[Start of Attachment]

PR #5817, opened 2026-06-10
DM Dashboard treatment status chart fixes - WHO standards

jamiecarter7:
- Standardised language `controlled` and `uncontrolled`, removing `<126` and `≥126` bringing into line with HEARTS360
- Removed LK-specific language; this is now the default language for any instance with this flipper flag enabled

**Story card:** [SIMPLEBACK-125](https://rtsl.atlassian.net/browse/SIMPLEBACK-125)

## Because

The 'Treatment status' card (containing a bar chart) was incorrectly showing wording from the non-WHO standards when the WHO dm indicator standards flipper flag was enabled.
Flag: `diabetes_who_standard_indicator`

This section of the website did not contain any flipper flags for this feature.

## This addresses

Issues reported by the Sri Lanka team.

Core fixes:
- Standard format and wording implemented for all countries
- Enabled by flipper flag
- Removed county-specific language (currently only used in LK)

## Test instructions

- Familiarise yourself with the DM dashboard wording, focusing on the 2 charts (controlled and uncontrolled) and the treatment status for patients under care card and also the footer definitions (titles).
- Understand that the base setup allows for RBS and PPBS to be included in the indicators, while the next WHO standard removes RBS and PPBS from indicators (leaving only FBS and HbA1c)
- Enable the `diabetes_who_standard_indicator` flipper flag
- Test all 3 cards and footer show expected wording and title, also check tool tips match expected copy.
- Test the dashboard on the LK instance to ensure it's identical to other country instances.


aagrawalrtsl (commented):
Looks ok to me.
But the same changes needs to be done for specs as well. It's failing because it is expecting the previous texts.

[End of Attachment]
[Start of Attachment]

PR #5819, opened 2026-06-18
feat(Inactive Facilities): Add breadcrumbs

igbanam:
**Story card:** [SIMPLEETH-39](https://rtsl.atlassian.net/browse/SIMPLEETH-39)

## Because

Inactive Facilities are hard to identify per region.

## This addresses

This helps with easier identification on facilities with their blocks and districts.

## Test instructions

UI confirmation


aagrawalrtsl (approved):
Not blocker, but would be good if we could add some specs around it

[End of Attachment]

Lines that contain "atlassian" should be pulled from the entries above and reported.

- _WRITTEN ANSWER_:
**Story card:** [SIMPLEBACK-125](https://rtsl.atlassian.net/browse/SIMPLEBACK-125)
**Story card:** [SIMPLEETH-39](https://rtsl.atlassian.net/browse/SIMPLEETH-39)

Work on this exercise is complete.